Leaders in the public sector must be aggressive in improving public sector efficiency. The bureaucratic nature of government, tending to inefficiency, will require a prolonged and professional commitment to the ideal of an effective public service. Along with efficiency is the need for accountability and responsibility that ensure mismanagement and corruption is stamped out and kept out, while cronyism is prevented through systems and independent processes.

Simultaneously, public sector leaders will need to create and sustain pacts and partnerships with business and civil society in order to negotiate the terms of shared growth. A developmental state needs a business partner.
While historically sensitive, reasonable immigration reform will be crucial if South Africa is to balance the impacts of regional instabilities with domestic priorities.

Across society, the business sector and government, a developmental agenda must inform all projects and practices. The developmental shortcomings of South Africa, particularly in terms of skills in the labour sector, will necessitate two decades of restorative investment to achieve the massive capacity development required to empower the population. Yes, I said “restorative investment”. It’s a South African idea for a South African problem.

Economically, leadership is needed to incentivise diversification and take South Africa beyond resource dependence. In this regard, special attention must be paid to the use of information technology and other digital solutions to overcome spatial and infrastructural constraints typical of our African context.

Conditions must be created to attract investment and foreign direct investment in particular, without which South Africa does simply not have the means to self-transform fast enough. This implies retaining our fiscal discipline and crucial trade-offs politically.

Leaders must be committed to recognising and strengthening democratic institutions, upholding non-interference in the judiciary and, crucially, maintaining non-interference across the administrative structures of government. What must be encouraged is a firm meritocracy, whereby able and deserving public servants are employed and promoted. We need a culture of excellence.

Leaders must undermine welfare dependance by attaching social support to criteria and incentive schemes that are economically progressive and constructive.

On a social and community level, family reconstruction will be required to rebuild the primary unit of social stability and inculturation. This will ensure the robustness of the social fabric for future generations.
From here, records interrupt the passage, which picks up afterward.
PR #185, opened 2023-03-13
Changing the CXDR computation

THLO:
This PR changes the way the artificial CXDR rates are computed:
Rather than using `[median_rate-d, median_rate, median_rate+d]`, choosing `d` such that we get the right variance, the rates are now `[median_rate, median_rate, median_rate+d']` for a `d'` that results in the same variance.

As a result, we can no longer get a rate `0` when the variance is large.

### DIFF
--- a/src/xrc/src/forex.rs
+++ b/src/xrc/src/forex.rs
@@ -502,7 +502,11 @@ impl OneDayRatesCollector {
                 .saturating_add(weighted_gbp_std_dev.saturating_pow(2)))
             .saturating_div(1_000_000_000_000); // Removing the factor (10^6)^2 due to the weight scaling.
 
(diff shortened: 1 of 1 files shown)


src/xrc/src/forex.rs
```diff
@@ -1914,6 +1914,44 @@ mod test {
         assert_eq!(cxdr_usd_rate, _expected_rate);
     }
 
+    /// This function tests that the computed set of articial CXDR rates does not contain any zero rates.
```
dfinity-ryancroote, line 1917:
```suggestion
    /// This function tests that the computed set of artificial CXDR rates does not contain any zero rates.
```

dfinity-ryancroote (approved):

The scenario we will create if we get this right is one of a spiral of hope to a thriving South Africa:

In conclusion, South Africa’s leadership challenge this decade will be one of bridge building, seeking constructive partnerships and cooperation between parties, while achieving mobility through the adoption of schools, businesses and children and sustaining their development. Yes, I said adoption. It’s something you do with your heart and then your wallet. Such leaders will need to develop creative integrated projects that meet the complex needs of South Africans in innovative and efficient ways, leveraging local talent, resources and ingenuity. This will involve incentivising innovation through centres of excellence where needed and, as stated above, facilitated participation of the formerly excluded.

It is the work of leadership to provide the psychological, social and practical tools to unify and move South Africans as one. To unite citizens from diverse backgrounds and contexts, towards worthwhile and beneficial goals. To foster and agitate for the achievement of a shared vision of productivity, inclusiveness and well being for all. Take responsibility, it is the cornerstone of leadership. I see this kind of leadership all the time. I see it in the Gogo who raises three generations of children on limited resources without a care for herself. If only we can live op to the high standard of leadership set by the mothers that have held our communities together through the valleys of death gone by, we could fix South Africa.